Reatur had said Dordal was an idiot, the domain-master’s eldest remembered. If anything, that had been generous of Reatur. Dordal cared not a runnerpest voiding for the threat from across the Ervis Gorge. His eyestalks had wiggled until Ternat thought—hoped—they would fall off. Reatur’s eldest was not used to being laughed at. He did not care for it.

He did not care for anything about Dordal’s domain. Its crops were scrubby, and of varieties he did not like. Of its meat animals, the massi were too fat and the eloca too thin. Half the herders chewed ompass root—good luck to them if those scrawny eloca ever got loose and started running all over the landscape.

Maybe ompass root was Dordal’s problem, too, Ternat thought. His hands closed as he disagreed with himself: he would have smelled the fumes from the root. Dordal was a happy fool all by himself.

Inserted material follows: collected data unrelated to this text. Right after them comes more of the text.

PR #454, opened 2016-07-20
Use absolute URL for menu items

limeburst:
Menu items won't link to their correct pages in some cases.

Example: https://www.rust-lang.org/404/

### DIFF
--- a/_layouts/basic.html
+++ b/_layouts/basic.html
@@ -26,10 +26,10 @@
           </a>
 	</li>
 	<li class="col-xs-12 col-md-10 menu">
-	  <h2><a href="documentation.html">Documentation</a></h2>
-	  <h2><a href="community.html">Community</a></h2>
-	  <h2><a href="downloads.html">Downloads</a></h2>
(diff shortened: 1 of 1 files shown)


steveklabnik:
Hm, I would prefer not to do this, as it means that every user using the main menu needs a redirect.

@edunham @alexcrichton how is the 404 page handled? I don't even see it in this repo.

frewsxcv:
> how is the 404 page handled?

https://github.com/rust-lang/rust-www/blob/master/error.html

steveklabnik:
Ah interesting. I wonder why it's coming up as `/404` in the URL though.

limeburst:
@steveklabnik Ah, that was just me giving an example of a nonexistent page with a trailing slash.

steveklabnik:
Ohhhhhhhh I see now. Hm.

alexcrichton:
Yeah I'm not sure what the best solution would be for this otherwise, we can perhaps refine the logic over time but I'm gonna merge for now to at least prevent the breakage.

PR #461, opened 2016-07-28
Add jseyfried to compiler team

nikomatsakis:


brson:
I also added them to the irlo compiler group.

PR #463, opened 2016-07-29
Introduce alumni 'team' and move Gankro and huonw to it

brson:
This modifies the teams page to add a final 'pseudo-team' called "Rust team alumni". Their responsibility is "enjoying a leisurely retirement". This adds another piece of metadata only used by alumni: 'ex-teams', and adds it under the 'irc' hover. For Huon e.g. it says 'teams: core, lang, libs'.

We might come up with a more badass 'responsibility'. After this merges I'll remove them from the GitHub teams, mail ailiases, and irlo groups, then eulogize them on the irlo.

r? @steveklabnik 

cc @rust-lang/compiler @huonw @Gankro

### DIFF
--- a/en-US/team.md
+++ b/en-US/team.md
@@ -34,9 +34,11 @@ people:
     name: Erick Tryzelaar
   Gankro:
     name: Alexis Beingessner
+    ex-teams: ["libs"]
   huonw:
     name: Huon Wilson
     irc: huon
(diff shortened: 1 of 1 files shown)


brson:
er cc @rust-lang/core, not compiler.

steveklabnik:
I like it.

PR #465, opened 2016-08-03
Fix broken link to tutorial in FAQ

nickrolfe:
I noticed the FAQ was linking to the "Learn Rust" section of the book, but it looks like the book got rewritten a while back, and now you just get a 404 error.

I've tried to fix the link here with an appropriate replacement.


alexcrichton:
Thanks!

PR #469, opened 2016-08-07
Provide link in case redirect fails

niconii:
Browsers using uMatrix or uBlock to block JavaScript appear to block `<noscript>` tags as well.

https://github.com/gorhill/uMatrix/issues/319
https://github.com/gorhill/uBlock/issues/308

In other words, neither `<script>` nor `<noscript>` can be relied on to work. This PR adds a body to the redirect page which provides a link, in case the redirect fails.


alexcrichton:
Thanks!

PR #480, opened 2016-08-14
Add missing operators that can be overloaded

djui:
Following the implementation of [RFC 953](https://github.com/rust-lang/rfcs/blob/master/text/0953-op-assign.md) these traits were missing and should be added for completeness.


brson:
Thanks!

PR #483, opened 2016-08-18
Recursively invalidate all files and dirs

brson:
This fixes a bug where /en-US/ was not invalidated.

r? @steveklabnik

### DIFF
--- a/travis/inval-list.py
+++ b/travis/inval-list.py
@@ -16,18 +16,24 @@ def pretty_time():
     return '-'.join(time.strftime('%c').split())
 
 def list_files(site, name):
-    base = os.path.join(site, name)
-    return [os.path.join(name, f) for f in os.listdir(base) if os.path.isfile(os.path.join(base, f))]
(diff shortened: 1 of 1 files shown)


steveklabnik:
:+1: :heart:

travis/inval-list.py
```diff
@@ -16,18 +16,24 @@ def pretty_time():
...
+    for f in os.listdir(base):
+        path = os.path.join(base, f)
+        if os.path.isfile(path):
+            files.extend([name + f])
+        if os.path.isdir(path):
+            files.extend(list_files(site, name + f + "/"))
 
-def build_payload(site):
-    files = [ f for f in os.listdir(site) if os.path.isfile(os.path.join(site,f)) ]
+    return files
```
frewsxcv: Not sure if it would have helped here, but [`os.walk`](https://docs.python.org/2/library/os.html#os.walk) is a thing.

Issue #459, opened 2016-07-26
Emails on Teams page is invalid


Havvy:
The email links on the teams.md page show eg. `mailto:rust-mods [at] rust-lang [dot] org` and are invalid.

I tried to fix this, but I'm not sure what's adding the link. There's no actual link in the team.md for the link.

steveklabnik:
I believe this is an intentional anti-spam measure. I'd be in favor of just changing it to an email. 

It's in the YAML block at the top of https://raw.githubusercontent.com/rust-lang/rust-www/8c30aeb0be86dcc8b405f79f737a008209b05cb5/en-US/team.md

brson:
Fixed.

PR #485, opened 2016-08-19
Use actual emails

Havvy:
As per #459 I think @steveklabnik means that these email addresses should just be real email addresses.


alexcrichton:
Seems like this'd be up to the community team and @rust-lang/moderation teams?

erickt:
I'm in favor of switching out the mailto links with proper emails. I'm pretty sure spambots are clever enough to parse `rust-mods [at] rust-lang [dot] org`, so we're just inconveniencing people who want to contact us for legitimate reasons.

Manishearth:
wfm. google groups' spam filters are pretty good, I only recall one false positive so far.

brson:
Fine by me.

Issue #754, opened 2017-03-11
More Welcoming Snippet In Rust's Home Page


tebanep:
This is issue is a suggestion for improving the first impression a person gets with Rustlang. I think the code example displayed in https://www.rust-lang.org should be simpler and smaller. After actually using Rust, I noticed that it was way easier than I expected coming from Python. It wasn't obvious at first sight though. So my recommendation is to put a more welcoming snippet in the home page, so that people get motivated to try out the language!

This is the first Rustlang code many people see (at least it was in my case): 

// This code is editable and runnable!
fn main() {
    // A simple integer calculator:
    // `+` or `-` means add or subtract by 1
    // `*` or `/` means multiply or divide by 2

    let program = "+ + * - /";
    let mut accumulator = 0;

    for token in program.chars() {
        match token {
            '+' => accumulator += 1,
            '-' => accumulator -= 1,
            '*' => accumulator *= 2,
            '/' => accumulator /= 2,
            _ => { /* ignore everything else */ }
        }
    }

    println!("The program \"{}\" calculates the value {}",
              program, accumulator);
}

Compare it to that of Go's: (https://golang.org)

// You can edit this code!
// Click here and start typing.
package main

import "fmt"

func main() {
	fmt.Println("Hello, 世界")
}

Or Python's: (https://www.python.org)

\# For loop on a list
>>> numbers = [2, 4, 6, 8]
>>> product = 1
>>> for number in numbers:
...    product = product * number
... 
>>> print('The product is:', product)
The product is: 384

Thanks for making Rust. It is an awesome language that I hope I will be able to partner with Python for CPU expensive tasks!

3442853561:
This is a wonderful and exciting idea.
This is some of my advice.
Print "hello" in each language.
In order to show Rust's friendly and inclusive.
```
fn main() {
    println!("Hello");
    println!("こんにちは");
    println!("您好");
}
```

tebanep:
Right! One thing I've noticed with Rust is that the website is translated to several languages (including spanish). Neither Python or Go has that. This makes Rust look much more inclusive and diverse regarding its community!

brson:
This is done. Thanks @tebanep !

tebanep:
Thanks @brson for taking our suggestion into account! Hope it helps in making Rust more appealing for newcomers!

Issue #180, opened 2015-08-28
RWIB Mission 6: A Better Example


brson:
[Link](https://internals.rust-lang.org/t/rusty-web-improvement-bureau/2572/1#example).

Come up with a new example that fits in the same space and exemplifies
the Zen of Rust. This is a newb's first impression of Rust and it
needs to be breathtaking.

Consider that we might have multiple examples serving different
purposes and put them on a carousel.

mdinger:
The best analysis of front page examples I've seen is listed [here](https://users.rust-lang.org/t/is-the-homepage-example-wrong-on-purpose/763/11). It's well worth looking at.

lambda:
As mdinger mentions, I wrote up [my thoughts on examples](https://users.rust-lang.org/t/is-the-homepage-example-wrong-on-purpose/763/10) earlier; and I had done that research with the intent of proposing some front page examples, which I then didn't get around to. That said, I am still interested in the project; I have several ideas for examples, and just need to flesh them out.

As I proposed earlier, I think it would be best to have several small to medium sized examples, each focusing on a particular feature, rather than trying to have one be-all and end-all example. I think it's too hard to have a 20 line example that shows off all of what Rust is, and anything much longer will be too much to take in at once. Rather, I liked [Scala's approach](http://www.scala-lang.org/) of having a few feature bullet points, and each one show an example, though I would prefer to have one on display on the first load rather than having to click through to see any approach.

One sticking point I ran into when trying to write up some examples is that many of them require cargo or other things you can't use on Playpen. I think that it might be OK to have only some of the examples be runnable, while the others are just plain text that you can run if you download and install Rust and Cargo. Those that can be run on Playpen should be, but I think it's OK to not constrain ourselves that way.

Here are the current bullet points of Rust features on the front page; I am thinking of trying to write one example of each:

* zero-cost abstractions
* move semantics
* guaranteed memory safety
* threads without data races
* trait-based generics
* pattern matching
* type inference
* minimal runtime
* efficient C bindings

I think it would also be good to list Cargo, and how easy it is to use a fairly extensive ecosystem growing in Cargo.

For "zero-cost abstractions", it would be nice to embed something like the [compiler explorer](https://rust.godbolt.org/) to show an example of using iterator combinators that compile down into the equivalent of a `for` loop.

[...]

PR #756, opened 2017-03-14
Change example.rs to a simpler and more welcoming one

tebanep:
This pull request changes the Rust's website example to a more welcoming and simpler one according to issue #754 and as suggested by @3442853561.

This will make Rust seem as an easier language and encourage more people to use it!


brson:
Thanks @tebanep. This is something I've hoped someone would fix for a long time.

I like the idea of using a multicultural hello world, but am concerned that this example doesn't show much of Rust's character.

I could possibly persuaded that even with that drawback this example is better than the current one.

@steveklabnik do you have opinions?

Here is another thread on the subject to look to for ideas: https://github.com/rust-lang/rust-www/issues/180

steveklabnik:
My opinion is the exact same as yours: I love everything about this _except_ that it doesn't really show off anything about Rust.

> I could possibly persuaded that even with that drawback this example is better than the current one.

Yes, I think we should try to improve this, but if we really can't, let's merge anyway.

@tebanep any idea for something that might be even slightly more complicated? A boring but slightly better example might be putting these strings in a vector and then looping to print? Hm.

tebanep:
Thank you guys for considering this suggestion! Following @steveklabnik recommendation the example now uses an array and a for loop. What I basically did was to write the example as I would in Python and let the compiler point me to the errors and how to fix them. It worked flawlessly! I'm liking Rust very much!

3442853561:
This is a good idea! BTW, I guess "Bonjour" means "hello" in French.

3442853561:
What about this example?
```
fn main() { 
    let greetings = ["Hello",
                     "Hola",
                     "こんにちは",
                     "您好"]; 
                     
    for (num,greeting) in greetings.iter().enumerate() { 
        println!("{}", greeting);
        match num {
            0 =>  println!("This code is editable and runnable!"),
            1 =>  println!(""),
            2 =>  println!("このコードは編集して実行出来ます！"),
            3 =>  println!("这个代码是可以编辑并且能够运行的！"),
            _ =>  {},
        }
    }
} 
```

brson:
I'm happy with this as-as, though I like @3442853561's too. I'm going to just merge this and see how it looks live to make project, but I'm happy to keep considering improvements.

brson:
Thanks again @tebanep !

PR #779, opened 2017-04-09
Refinement wording for Chinese example at index page

eyeplum:
This pull request applies a small refinement for the Chinese example at the index page.

Detailed explanation:

- `这个` in Chinese means `this` (or more often means `this object`).
- `这段` in Chinese means `this piece of ...`, and is commonly used when referencing source code.


alexcrichton:
Thanks!

PR #780, opened 2017-04-10
Update index.html

vasily-kirichenko:
Better wording. "безумно" can be translated as "crazy" and sounds non-professionally. "невероятно" can be translated as "incredibly", which sounds more formally and appropriate for a front page.


alexcrichton:
Thanks!

PR #781, opened 2017-04-11
Fix website formatting issue

HadrienG2:
The Markdown engine used for rendering the rust-lang website does not like headings which are not preceded by a linefeed, i.e. this code...

```
Something
## A heading
```

...will be badly rendered as `Something ## A heading`.

Note that this behaviour violates the CommonMark spec ( http://spec.commonmark.org/0.27/#atx-headings : "ATX headings need not be separated from surrounding content by blank lines, and they can interrupt paragraphs"). So if you know more than me about the rendering engine in use, you might want to ask them to fix their parser.

But since putting blank lines before and after headings makes the markdown coding more consistent/readable anyway, I've went for the alternate option of working around the parser bug and putting line feeds everywhere :)

### DIFF
--- a/fr-FR/user-groups.md
+++ b/fr-FR/user-groups.md
@@ -4,6 +4,7 @@ title: Groupe d'utilisateurs Rust &middot; Rust, le langage de programmation
 ---
 
 # Rust User Groups
+
 Dans le monde entier, il existe plus 50 groupes d'utilisateurs Rust représentant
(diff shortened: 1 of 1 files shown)


steveklabnik:
> So if you know more than me about the rendering engine in use, you might want to ask them to fix their parser.

It's the default github stuff. kramdown?

> But since putting blank lines before and after headings makes the markdown coding more consistent/readable anyway, I've went for the alternate option of working around the parser bug and putting line feeds everywhere :)

agree 100%. Thanks!

PR #782, opened 2017-04-12
Change the example on the localized page to the latest version

3442853561:
Change the example on the localized page to the latest version


steveklabnik:
Thanks!

PR #784, opened 2017-04-20
adding TreeScale logo as a Rust User

tigranbs:
Our distributed PubSub and storage system written entirely in Ruts + MIO combination, which gave us 4-8X performance over Docker Hub and Quay.io for storing and processing Container images.
Would be happy to share our use-case!


alexcrichton:
Holy cow that's awesome! Thanks for the PR!

If you do a write up please feel free to share with use, we'd be more than eager to learn about it :)

PR #786, opened 2017-04-25
Add Rust Bangalore as requested

badboy:
Organizers requested to be added.

I only added to the english page for now as I saw there are multiple differences across languages. It might be useful to keep the full list of user groups in a single location instead of having it duplicated (and concurrently mutated) in multiple locations.

I can submit a PR to merge it back into one document and include redirects again if wanted.


steveklabnik:
Thanks!

PR #830, opened 2017-05-30
Fixed some Chinese translations

3442853561:
Fixed some parts which is the native speaker are not used to
Fixed the wrong header (friends.html)


alexcrichton:
👍

PR #838, opened 2017-06-06
Fix Italian greeting on example.rs

simonewebdesign:
In Italian language, "ed" is used whenever a word begins with a vowel.

Also removed a trailing space.


alexcrichton:
Thanks!

PR #848, opened 2017-06-13
Add links to some projects in Rust to the home page

carols10cents:
I got a suggestion recently that I think is awesome: we should show people the kinds of things people are making in Rust.

I've added links to 4 open source projects here-- I'd like to propose we keep this list to open source projects so that people could go see the Rust code if they wanted.

This is "playing favorites" somewhat, but I think we should be showing off our community's success stories!

r? @rust-lang/core

### DIFF
--- a/en-US/index.html
+++ b/en-US/index.html
@@ -52,6 +52,18 @@ title: The Rust Programming Language
       </div>
     </div>
 
+    <div class="row">
+      <div class="col-md-12">
+        <h2>What can you build with Rust?</h2>
+        <ul class="laundry-list">
+          <li>A <a href="https://servo.org/">parallel web browser engine</a></li>
+          <li>A fast, cross-platform <a href="https://github.com/BurntSushi/ripgrep">command line tool</a></li>
+          <li>An <a href="https://www.habitat.sh/">application automation framework</a></li>
+          <li>An <a href="https://www.redox-os.org/">operating system</a></li>
+        </ul>
+      </div>
+    </div>
+
   <script type="text/javascript">
     {% include include.js %}
 


alexcrichton:
Mind throwing up a screenshot of what this looks like as well?

I'm personally not a huge fan of playing favorites, although I'd be open to discussion here!

carols10cents:
No problem!

screen shot 2017-06-13 at 8 03 32 pm

nikomatsakis:
Hmm, I like the way that looks! We should definitely think about our "policies" here though, since I imagine people may ask to be included, and we'll have to decide how to handle it. =)

brson:
If we were to do this, I'd want to iterate more on the layout. The big white spaces, particularly to the right, look pretty awkward to me.

Since I'm not happy with how the current example overflows its box, it might make sense to rethink the layout of this page generally while we're making a big change to it. The two lists sitting side-by side might look better.

Havvy:
I'm personally against this change for the same reason as the feedback given in the image in https://twitter.com/dburka/status/883174678340268032 - the more clutter, the less we get our main message across.

Perhaps you can add it to that "See who's using Rust" page (https://www.rust-lang.org/en-US/friends.html), though that would also split the focus of that page. But that might be alright?

ranjithrajv:
Rather we can create a dedicated page like friends.html, an 'awesome list' to list all these exciting work by the community.

https://github.com/rust-lang/rust-www/issues/939

I'm working on it, anyone interested to join as a collaborator?

marioidival:
@aturon this can be merged? I like the @ranjithrajv idea, we can use [rust-unofficial/awesome-rust](https://github.com/rust-unofficial/awesome-rust) page to this...

steveklabnik:
We are re-doing the website, and so aren't interested in making big changes like this right now. Closing!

He had not even cared to learn about humans, though the bellow of their flying house had been heard in his domain. Some quiet questioning among the younger males in Dordal’s castle had made that plain to Ternat. But Dordal dismissed the roar as “a freak storm” and could not imagine humans as anything but ugly people.

Ternat almost sympathized with that. Dordal was plenty ugly himself.

The sun came out again and stayed out. The weather got warmer and warmer—easily warm enough to melt ice, Ternat thought. Yes, it was shaping up to be a miserably hot year. The humans might enjoy it—they were and somehow stayed hotter than anything alive had a right to be—but the excess melt it would cause would only make trouble and work for people.

As if thinking of humans were enough to summon them into his presence, Ternat saw a couple of their traveling contraptions leaning against a large rock. Ternat envied them those gadgets. He wished he had one, but his legs were both too short and too many for the thing to do him any good. But the round legs the gadget had—and, come to think of it, the humans’ flying house, too—looked to be better for travel than skids, at least when snow was not drifted deep.